- No. of teams: 7 countries
- Winner: Nancy
- Runner-up: Riccione
- Head referees: Gennaro Olivieri; Guido Pancaldi [it];
- No. of episodes: 8

Release
- Original release: 20 May – 26 August 1975

Season chronology
- ← Previous Season 10Next → Season 12

= Jeux sans frontières season 11 =

The 11th season of the international television game show Jeux sans frontières was held in the summer of 1975. Broadcasters from Belgium, France, Italy, the Netherlands, Switzerland, the United Kingdom, and West Germany participated in the competition coordinated by the European Broadcasting Union (EBU). The different heats were hosted by each of the participant broadcasters in locations in their countries such as Riccione (Italy), Knokke-Heist (Belgium), Mannheim (West Germany), Maastricht (Netherlands), Nancy (France), Engelberg (Switzerland), and Southport (United Kingdom). The grand final was held in Ypres (Belgium). The head international referees in charge of supervising the competition were Gennaro Olivieri and Guido Pancaldi.

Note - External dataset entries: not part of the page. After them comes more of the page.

PR #97, opened 2026-06-28
feat(mcp): single-source tool schemas from the sdk OpenAPI spec (contract-guarded)

jed326:
## What this does

Stops hand-maintaining the MCP tool schemas and **generates them from the same `sdk`-audience OpenAPI spec the SDK consumes.** Hand-maintained schemas were the source of recurring MCP↔backend drift — the `sources` default divergence, the missing `contents.mode`, and one-off manual resyncs like #95. After this, the contract is single-sourced and drift fails the build instead of shipping silently.

Design follows the industry-standard **generate-then-curate** pattern (checked against Speakeasy / Neon / FastMCP): **the spec owns structure; the curated, LLM-ergonomic layer stays hand-authored** (rich tool descriptions, the flat `sources` facade). This is Part A of the effort; the monorepo sync leg that auto-delivers spec updates here is the companion PR **TakoData/tako#26951**.

Spec & plan (in the monorepo PR): `docs/superpowers/specs/2026-06-27-tako-mcp-contract-generation-design.md`, `docs/superpowers/plans/2026-06-28-tako-mcp-contract-generation.md`.

## How it works

- **`openapi/sdk.yaml`** is vendored (and, once #26951 lands, auto-synced by the org GitHub App).
- **`workers/scripts/gen-schemas.ts`** (json-schema-to-zod) → **`workers/src/generated/schemas.ts`**: one Zod schema + type per `components.schemas` entry, intra-doc `$ref`s as `z.lazy(() => X)`. A `liftRefSiblings` pre-pass preserves OpenAPI 3.1 `$ref`+sibling keywords (`default` / `description` / optionality) that the bare-`$ref` parser would otherwise drop.
- **Each tool composes the generated contract with its hand-authored `DESCRIPTION` + handler:**
  - **Outputs:** taken from the generated response schema where shapes match, or — where the MCP normalizes the wire (search / answer / agent / visualize / contents) — a hand-written facade **guarded** by `Response.safeParse(rawWire)` before mapping, so backend response drift throws instead of silently mapping to nulls.
  - **Faceted inputs** (the flat `sources` / `include_contents` facade) stay hand-authored; each `build*Body` reshape is typed `satisfies z.input<typeof XRequest>` **and** its nested `sources` object is typed against `z.input<…>["sources"]`, so a renamed/added contract key, a new required field, or a changed enum **breaks compilation at the reshape site.**
  - One documented divergence: `tako_contents.mode` defaults to `inline` (MCP ergonomics) vs the backend's `url`.
- **Guards that replace the old manual parity doc:** `schemas:check` + `registry:check` in CI and `predeploy:*`; a curated tool **allowlist** + **description-completeness** assertion in `gen-registry.ts` that fails closed (adding/removing a tool file without updating the allowlist breaks the build; `classify` is intentionally excluded — it's an API operation, not a tool); `regenerate.yml` regenerates and re-verifies on every synced-spec PR.

## Review

Built TDD task-by-task with per-task + a final whole-branch review, then a pre-merge `pr-review` pass. Findings addressed in-branch:
- **Tightened the `sources` request-guard** in `tako_answer` / `tako_search` — it was structurally cosmetic on `sources` (a `Record<string, …>` local accepted any key), the exact field the effort exists to protect. Now typed against the contract.
- Deduped the `appUiResource` widget closure into a shared `_chart_widget.ts` helper.
- Distinct error strings for wire-guard vs post-map failures; misc comment cleanup.
- Earlier review caught and fixed the keystone `$ref`-sibling drop.

### Smoke test (local Worker → staging backend)

Verified end-to-end by running the branch's Worker code locally (`npm run dev:staging` → `localhost:8787`, proxying to `staging.trytako.com`) and driving it with the MCP smoke client (`scripts/smoke.ts`). All steps green:

```
✓ /health → 200 "ok"
✓ initialize → tako-mcp 0.5.0
✓ tools/list → 6 tools (get_credit_balance, tako_agent, tako_answer, tako_contents, tako_search, tako_visualize)
✓ tako_search → MCP Apps widget at ui://tako/embed/chart (text/html;profile=mcp-app)
✓ tako_search "US GDP" → 1 cards
✓ tako_answer "US GDP" → answer
✓ tako_contents {url} → inline data (65 rows)
✓ tako_contents {url, mode:"url"} → download_url present
✓ get_credit_balance → details.credit_balance
✓ tako_visualize → card created
✅ smoke passed
```

This directly confirms the two findings with runtime surface against a real backend: the widget assertion exercises the deduped `buildChartAppUiResourceFromOutputPubId` helper, and the green `tako_search` / `tako_answer` calls confirm the retyped `sources` reshape still produces a body the backend accepts. (The live surface shows 6 tools — the unsplit `tako_agent` — because the agent split is gated by client user-agent; the smoke client gets the unsplit tool, as expected.)

## Lines changed (by category)

- **Logic** (~+1.0k): `scripts/gen-schemas.ts`, `scripts/gen-registry.ts`, the 5 `tako_*.ts` tools, `src/generated/schemas.ts`, the shared `_chart_widget.ts` helper, `regenerate.yml`, `workers-ci.yml`, `package.json`.
- **Tests** (~+310): `gen-schemas.test.ts`, `gen-registry.test.ts`, and the 5 tool `*.test.ts` suites.
- **Generated / vendored / config** (~+2.2k): `openapi/sdk.yaml`, `registry/server.json`, `package-lock.json`.

Full suite **214/214 passing**; typecheck (3 tsconfigs) + `schemas:check` + `registry:check` green.

## Merge order / prerequisites

- **Merge this PR first**, before the monorepo sync-leg PR (#26951) — it must land `openapi/sdk.yaml` + `regenerate.yml` so the monorepo's auto-sync PR has somewhere to regenerate.
- #26951 additionally requires the **`OPENAPI_SYNC_APP` GitHub App installed on `TakoData/tako-mcp`** (Contents + PRs: write) before its sync leg can fire.
- Version bump / publish remains a manual step when ready.

https://claude.ai/code/session_01MGrCGxySeRXqq1rC5QTdaT


.github/workflows/regenerate.yml
```diff
@@ -0,0 +1,63 @@
...
+        working-directory: .
+        env:
+          HEAD_REF: ${{ github.head_ref }}
+        run: |
+          git config user.name "tako-bot"
+          git config user.email "bot@tako.com"
+          git add workers/src/generated/schemas.ts workers/src/tools/_registry.ts registry/server.json
+          if ! git diff --cached --quiet; then
+            git commit -m "chore: regenerate schemas + registry from synced spec"
+            git push origin "HEAD:$HEAD_REF"
```
robertabbott, line 71: This job checks out the synced-spec PR branch and pushes the regenerated `schemas.ts` / `_registry.ts` / `server.json` back with `secrets.GITHUB_TOKEN`. GitHub deliberately does not trigger `on: pull_request` / `on: push` workflows for commits pushed by the default `GITHUB_TOKEN` (anti-recursion). So `workers-ci.yml` won't run against the bot's regen commit — it only ran against the App's original spec-only commit. If branch protection requires the `workers-ci` checks, the PR's head SHA will be missing them and can't merge; if it doesn't, the regenerated code ships verified only by this job's own `Verify` step. Is that the intent (rely on the in-job `typecheck`/`test`/`*:check`), or should this push use the `OPENAPI_SYNC_APP` token / a PAT so the standard checks re-run on the final SHA?

workers/src/tools/tako_contents.ts
```diff
@@ -12,24 +12,25 @@
...
 
-const inputSchema = z.object({
-  url: z
-    .string()
-    .min(1)
-    .describe("The result URL to fetch content for (a Tako card URL → CSV; any other URL → page text)."),
-  mode: z
-    .enum(["inline", "url"])
+// Generated contract, with the one documented MCP divergence: default mode → inline.
+const inputSchema = ContentsRequest.extend({
```
robertabbott: `tako_contents` builds its caller-facing `inputSchema` from `ContentsRequest.extend(...)`, whereas `tako_search`/`tako_answer`/`tako_agent`/`tako_visualize` hand-author the flat input and use the contract only for the `satisfies z.input<…>` body type. Because `.extend` spreads the whole contract object, any field later added to `ContentsRequest` in the synced spec will silently join this tool's MCP input surface with no curation step — the opposite of the "spec owns structure; the curated layer stays hand-authored" principle stated in the description. Given the tool surface is otherwise guarded by `MCP_TOOL_ALLOWLIST`, is auto-adopting new request fields here intended, or would picking the fields explicitly (`ContentsRequest.pick({ url: true }).extend({ mode })`) keep the input curated the same way the others are?

workers/src/tools/tako_contents.ts
```diff
@@ -12,24 +12,25 @@
...
+  mode: ContentsDeliveryMode
```
robertabbott, line 29: The previous hand-written schema had `url: z.string().min(1)`; the generated `ContentsRequest.url` is a bare `z.string()` (no `minLength` in the spec). So an empty-string `url` now passes MCP-layer validation and is forwarded to `/api/v1/contents/`, where it was previously rejected up front. The backend will presumably 400/404 it anyway, but the tighter local validation is gone. Worth re-adding `.min(1)` in the `.extend({...})` alongside `mode` to preserve the prior behavior, or is deferring to the backend acceptable here?

workers/src/tools/tako_search.ts
```diff
@@ -129,8 +162,8 @@ const tako_search = {
     return buildSearchOutput(
       cards.data,
       webResults.data,
-      data.request_id ?? "",
-      data.contents_total_cost ?? 0,
+      wire.request_id,
```
robertabbott, line 165: The generated `SearchResponse` and `AnswerResponse` declare `request_id: z.string()` (required, no default) and `AnswerResponse.answer: z.string()` (required). The old code degraded a missing field to a default (`data.request_id ?? ""`, `data.answer ?? ""`); now `*.safeParse(data)` fails and the whole call throws "unexpected wire shape" if the backend ever returns a 200 without them. That's the intended fail-closed contract behavior — just confirming these are guaranteed present on every successful response (including zero-result `tako_search` and any answer-less `tako_answer` case), since this turns a previously-tolerated omission into a hard error. (Same pattern at `tako_answer.ts:117`.)

.github/workflows/regenerate.yml
jed326: Intended, with a caveat. The `GITHUB_TOKEN` push is deliberate — it's what prevents an infinite regen→regen loop, and the in-job `Verify` step (`schemas:check` / `registry:check` / `typecheck` / `test`) runs the exact same checks `workers-ci.yml` would, so the regenerated code *is* verified before the commit lands.

The one real gap you're pointing at is the status check on the final SHA. I checked: `main` currently has no branch protection and no rulesets, so there are no required status checks today — the regen commit isn't blocked from merging. So this works as-is right now.

The forward path, if/when we add branch protection that requires `workers-ci`: switch this push to the `OPENAPI_SYNC_APP` installation token so the standard checks re-fire on the regen commit. That needs the App's ID + private key as secrets in this repo (they currently live only in the monorepo), so I'm deferring it until branch protection actually requires it rather than wiring the extra secret now. I'll add a comment in the workflow noting the intentional `GITHUB_TOKEN` choice + this upgrade path.

workers/src/tools/tako_search.ts
jed326: Confirmed — this is the intended fail-closed contract behavior. I checked the generated schemas: `SearchResponse.request_id`, `AnswerResponse.request_id`, and `AnswerResponse.answer` are all `z.string()` with no `.optional()`/`.default()`, i.e. spec-required. They're required in the backend's own Pydantic models too, so they're guaranteed on every 200 — `request_id` is always minted (including zero-result `tako_search`, which returns an empty `cards` array but still a `request_id`), and the answer endpoint always synthesizes an `answer` string (the 'no answer' case is still a non-empty string, not an omission).

So the old `?? ""` degradations were papering over a case that can't legitimately occur on a success response; turning that into a hard error is exactly what we want — if any of these ever go missing on a 200, that's a real backend contract break we want surfaced loudly rather than silently coerced to an empty string. Same reasoning for the `tako_answer.ts` site.

robertabbott (approved):

PR #131, opened 2026-07-17
fix: expose max_rows in tako_contents (inline mode was silently capped at 20 rows)

25eliu:
## Problem

`tako_contents` in **inline** mode silently returned only the **free 20-row preview** of a Tako card. The generated `ContentsRequest` contract has a `max_rows` field, but the tool never exposed it — so a caller had no way to fetch more rows inline.

Worse, the response reported truncation correctly while the description lied about the cap. Reproduced live against the deployed connector (silver-price card):

```
total_rows: 300, truncated: true    ← but `data` contained exactly 20 rows
```

The tool description claimed *"CSV capped at 1000 rows"*, so an agent reads 20 rows and believes it has the whole (≤1000-row) dataset. `url` mode was unaffected (full download, no cap).

## Fix

- **Expose `max_rows`** from the contract — parse-don't-cast: reuse `ContentsRequest.shape.max_rows` so it keeps the contract's `.gte(1)` guard, re-described for the MCP surface. Omit → backend's 20-row free default; raise up to the 2,000-row ceiling (billed per 1,000 rows beyond the free 20). Flows straight through `body = input`; no handler logic change.
- **Fix the misleading "1000 rows" claim** in the tool description, `mode` help, file docstring, and output-schema comment — real numbers are **20 (free default) / 2,000 (ceiling)**.
- **Correct the `cost` comment** — a Tako-card CSV is metered (per-export baseline + per-1,000-row rate beyond the free 20), not free (live call billed `0.001`).
- **Regenerate `registry/server.json`** for the new param + updated descriptions.

## Test plan

- [x] `npx vitest run` — 247/247 pass, incl. 3 new tests (max_rows exposed & optional, `.gte(1)` guard, body passthrough)
- [x] `npm run typecheck` — clean (all 3 tsconfigs)
- [x] `npm run registry:check` — in sync
- [ ] Live end-to-end with `max_rows` can only be verified **after deploy** — the currently-deployed tool doesn't expose the param. Passthrough is covered by unit tests; the semantics are the synced contract's.

## Notes
- Scoped to `tako_contents` only (branched off `main`, not the graph-API work).
- Separately observed while reproducing: `tako_search` is currently throwing `"unexpected shape"` in prod (likely stale generated schemas). **Out of scope for this PR** — flagging for a follow-up.

### DIFF
--- a/workers/src/tools/tako_contents.ts
+++ b/workers/src/tools/tako_contents.ts
@@ -2,11 +2,13 @@
  * `tako_contents` — fetch the downloadable content behind a result URL.
  * Wraps `POST /api/v1/contents`. A Tako card URL resolves to a CSV of the
  * card's data; any other URL resolves to the page's extracted text. One URL
- * per call. `mode` controls delivery: "inline" (default) returns the content
- * in the response body (for a Tako card, only the free 20-row preview unless
- * `max_rows` is raised — up to a 2000-row ceiling — with total_rows/truncated;
- * or web text) so the model can read it directly; "url" returns a short-lived
- * presigned download URL instead. The "inline" default is an intentional
+ * per call. A Tako card CSV is capped at a 20-row free default in BOTH modes;
+ * `max_rows` raises that up to a 2000-row ceiling — there is no uncapped export.
+ * `mode` controls only delivery, not the row count: "inline" (default) returns
+ * the (capped) content in the response body — total_rows/truncated report the
+ * true size — so the model can read it directly; "url" returns a short-lived
+ * presigned download URL to the same capped CSV instead. The "inline" default is
+ * an intentional
  * MCP-ergonomics divergence from the backend default ("url") — an agent almost
  * always wants to read the data, not hand back a link.
  */
@@ -17,7 +19,7 @@ import { ContentsDeliveryMode, ContentsRequest, ContentsResponse } from "../gene
 import type { ToolModule } from "./types.js";
 
 const DESCRIPTION =
-  "Fetch the underlying data behind a result URL — a Tako card URL yields a CSV of the card's data; any other URL yields the page's extracted full text. Pass a single `url` (a TakoCard.webpage_url or a web-result URL). `mode` controls delivery: `inline` (default) returns the content directly in the response so you can read and reason over it — for a Tako card this returns only the free 20-row preview unless you raise `max_rows` (up to 2,000; billed per 1,000 rows beyond the free 20), so always check `total_rows` / `truncated` to know if it's partial; `url` instead returns a short-lived presigned `download_url` (no row cap), for handing the user a download/embed link or for large datasets you don't need to read yourself. Use `inline` when you need the numbers; use `url` when the user just wants the file or the full dataset.";
+  "Fetch the underlying data behind a result URL — a Tako card URL yields a CSV of the card's data; any other URL yields the page's extracted full text. Pass a single `url` (a TakoCard.webpage_url or a web-result URL). A Tako card CSV is capped at a 20-row default in both delivery modes; raise `max_rows` (up to 2,000) to get more — there is no uncapped export. `mode` controls only how the content is delivered, not how many rows come back: `inline` (default) returns the CSV/web text directly in the response so you can read and reason over it — always check `total_rows` / `truncated` to know if it's partial; `url` returns a short-lived presigned `download_url` to the same (capped) file, for handing the user a download/embed link or when you don't need to read it inline. Use `inline` when you need the numbers; use `url` when the user just wants the file.";
 
 // Curate the input from the contract explicitly: `.pick` only the fields we
 // expose (so a new field added to ContentsRequest in the synced spec does NOT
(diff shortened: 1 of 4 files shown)


workers/src/tools/tako_contents.ts
```diff
@@ -16,19 +17,26 @@ import { ContentsDeliveryMode, ContentsRequest, ContentsResponse } from "../gene
...
+  "Fetch the underlying data behind a result URL — a Tako card URL yields a CSV of the card's data; any other URL yields the page's extracted full text. Pass a single `url` (a TakoCard.webpage_url or a web-result URL). `mode` controls delivery: `inline` (default) returns the content directly in the response so you can read and reason over it — for a Tako card this returns only the free 20-row preview unless you raise `max_rows` (up to 2,000; billed per 1,000 rows beyond the free 20), so always check `total_rows` / `truncated` to know if it's partial; `url` instead returns a short-lived presigned `download_url` (no row cap), for handing the user a download/embed link or for large datasets you don't need to read yourself. Use `inline` when you need the numbers; use `url` when the user just wants the file or the full dataset.";
```
noahjax: **[Issue]** This description commits the tool to CSV-only ("a Tako card URL yields a CSV"). The backend `content_format` param supports `json_records` (→ `records`) and `json_compact` (→ `dataset`) too, and both are in the synced contract — but neither is reachable through the MCP. Since you're curating the input surface anyway, let's expose `content_format` so agents can request structured JSON, not just CSV text.

workers/src/tools/tako_contents.ts
```diff
@@ -16,19 +17,26 @@ import { ContentsDeliveryMode, ContentsRequest, ContentsResponse } from "../gene
...
   // an empty-string url is rejected at the MCP layer instead of hitting the API.
   url: ContentsRequest.shape.url.min(1),
   mode: ContentsDeliveryMode
     .default("inline")
-    .describe('Delivery mode: "inline" (default) returns the content in the response body (CSV capped at 1000 rows, with total_rows/truncated; or web text) so you can read it directly; "url" returns a short-lived presigned download_url (no row cap).'),
+    .describe('Delivery mode: "inline" (default) returns the content in the response body (for a Tako card, only the free 20-row preview unless you raise max_rows; with total_rows/truncated; or web text) so you can read it directly; "url" returns a short-lived presigned download_url (no row cap).'),
+  // Expose the contract's row cap so an agent can pull more than the 20-row free
+  // preview inline. parse-don't-cast: reuse the generated shape (carries the
+  // .gte(1) guard) and just re-describe it for the MCP surface.
+  max_rows: ContentsRequest.shape.max_rows.describe(
```
noahjax: **[Issue]** "Ignored in url mode (full download)" contradicts backend `main`: `build_content` (`generation.py:346-352`) defaults an omitted `max_rows` to `CSV_FREE_ROWS` (20) and passes it into `build_card_csv` **in url mode**, which serializes only the capped `window` (`generation.py:563-575`). The URL tests assert this (`generation_unit_test.py:45-103`). So `max_rows` is *not* ignored in url mode, and url mode is *not* a full download — it's 20 rows by default, with no uncapped path through `/contents` at all. Please verify the deployed backend, then fix this line (and the same "no row cap"/"full dataset" phrasing at line 33 and in the DESCRIPTION/docstring).

workers/src/tools/tako_contents.ts
```diff
@@ -43,11 +51,12 @@ const outputSchema = z.object({
...
   source_url: z.string(),
-  // USD charged for this artifact (web text is metered ~$1/1k pages; Tako-card
-  // CSV is free → 0). Surfaced so the agent can report what the call cost.
+  // USD actually charged for this artifact. Web text is metered per page; a
+  // Tako-card CSV bills a per-export baseline plus a per-1,000-row rate on rows
+  // beyond the free 20-row allowance. Surfaced so the agent can report the cost.
   cost: z.number(),
-  // Inline content — populated in "inline" mode (CSV text capped at 1000 rows, or
-  // web page text), null in "url" mode. total_rows/truncated describe CSV truncation.
+  // Inline content — populated in "inline" mode (CSV text, up to max_rows / the
```
noahjax: **[Issue]** The `outputSchema` (and the handler, which reads only `item.data`) has no slot for `records` or `dataset`, so even if `content_format` were added, the JSON payloads would be dropped to null. To surface the `json_records`/`json_compact` formats end-to-end, add `records`/`dataset` (and consider `export_pricing`) here and map them from the wire `ContentItem`.

noahjax (changes requested):
Solid, well-tested fix for the inline row-cap gap — the parse-don't-cast reuse of `ContentsRequest.shape.max_rows` and the honesty pass on the descriptions are exactly right.

Two things before merge, both about surfacing the *full* `/contents` output-format contract (which the synced `generated/schemas.ts` already carries in full):

1. **The MCP still exposes only CSV.** `content_format` (`json_records` → `records`, `json_compact` → `dataset`) is never requestable, and the `outputSchema`/handler have no slot for `records`/`dataset` — so structured JSON output is unreachable. `quote_only` + `export_pricing` (price an export before paying) are likewise unsurfaced. Let's add these here so the tool covers the whole contract in one change.
2. **The "url mode = full download, no row cap" claim looks wrong against backend `main`.** `views.py` → `build_content` defaults an omitted `max_rows` to 20 and applies it in url mode too (`generation.py:563-575`; asserted in `generation_unit_test.py:45-103`). Please confirm the prod deploy state — your live test may have hit an older backend — and correct the wording either way. As written, an agent told to "use url for the full dataset" hands back a 20-row file.

workers/src/tools/tako_contents.ts
noahjax: @25eliu I can fix this on the tako side of things so we have better max rows behavior

workers/src/tools/tako_contents.ts
25eliu: Done — exposed `content_format` (`csv` default | `json_records` | `json_compact`), reusing `ContentsRequest.shape.content_format`. Description no longer commits to CSV-only. (b42e8f7)

workers/src/tools/tako_contents.ts
25eliu: Done — added `records` (json_records → row objects) and `dataset` (json_compact → TakoDataset, reusing the generated schema) to the outputSchema, and the handler now maps `item.records`/`item.dataset`. Exactly one of data/records/dataset is populated per call. Left `quote_only`/`export_pricing` for a separate follow-up. (b42e8f7)

noahjax (approved):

The season was won by the team from Nancy, France, the runner-up being the team from Riccione, Italy.

==Participants==

| Country | Broadcaster | Code | Colour |
|---|---|---|---|
| Belgium | RTB / BRT | B | Yellow |
| France | Antenne 2 | F | Purple |
| Italy | RAI | I | Blue |
| Netherlands | NCRV | NL | Orange |
| Switzerland | SRG SSR TSI | CH | Gold |
| United Kingdom | BBC | GB | Red |
| West Germany | ARD | D | Light blue |

==Heats==
===Heat 1===
Heat 1 was hosted by BRT on 20 May 1975 in Knokke-Heist, Belgium, presented by Mike Verdrengh and Marc Van Poucke.

| Place | Country | Town | Points |
|---|---|---|---|
| 1 | D | Oppenheim | 43 |
| 2 | B | Knokke-Heist | 40 |
| 3 | NL | Hoogvliet | 39 |
| 4 | F | Neuilly-sur-Seine | 35 |
| 5 | CH | Riva San Vitale | 32 |
| 6 | GB | St. Ives | 29 |
| 7 | I | Cosenza | 23 |

===Heat 2===
Heat 2 was hosted by NCRV on 3 June 1975 in Maastricht, Netherlands, presented by Dick Passchier and Barend Barendse.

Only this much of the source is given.